For a long time, at the beginning of every new year, I would spend an hour or more at a Staples near my old job, touching day planners and debating whether or not I should even spend money on something that I would use for three months and then shove in the back of a drawer. I have always been a planner, a worrier, a frett-er, someone who relishes the thought of a well-laid plan, checking off the steps in my head as I walk down the street or put rice in the rice cooker. I like order. I like to know what’s ahead. A day planner is the easiest way to manage that anxiety; by corralling the jumbled bits and pieces of your brain onto a page specifically meant for that information, the knots unwind.

For years, I relied on a Moleskine planner that spanned 18 months, starting in July — the time I usually decided I needed to Get My Life In Order — and ending in December of the following year. It felt renegade, in a way, because I was flouting convention. I’ll start my planner in the middle of the summer, like a true rebel, I thought to myself. I’ll show them.
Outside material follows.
PR #297, opened 2026-08-26
fix(bazel): coordinate query pipes for BUG-024

sbalabanov:
### Intent
- Fix BUG-024 by preventing Bazel queries from hanging when descendants retain output descriptors.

This year, like every year, I had a Moleskine planner that I used faithfully until one day, I stopped. What no one tells you about a planner is that if there are days or even weeks that go by without a single note, event or triple-underlined reminder to pay your credit card bill, you feel badly because the implication is that if there’s nothing written down, there’s nothing going on in your life at all. In a fit of pique one Saturday and inspired by this BuzzFeed post about bullet journals, I bought a notebook at the overpriced bookstore down the street, sat at my desk, and got my life together, one page at a time.

A bullet journal is a system that feels complicated to start, but is actually very easy. It’s just a to-do list, trumped up with symbols and various other systems, all meant to ease the friction of remembering what it is that you have to do and what it is you should be doing.

The actual organization bit of it is less of the draw; as I already have a running list of what’s going on in my life in my head at all times, I don’t really need another system to keep it in place. The act of maintaining this is nothing more than another self-soothing method, a neat way of cataloguing my anxieties, my desires and the shit I actually have to do, all in one place.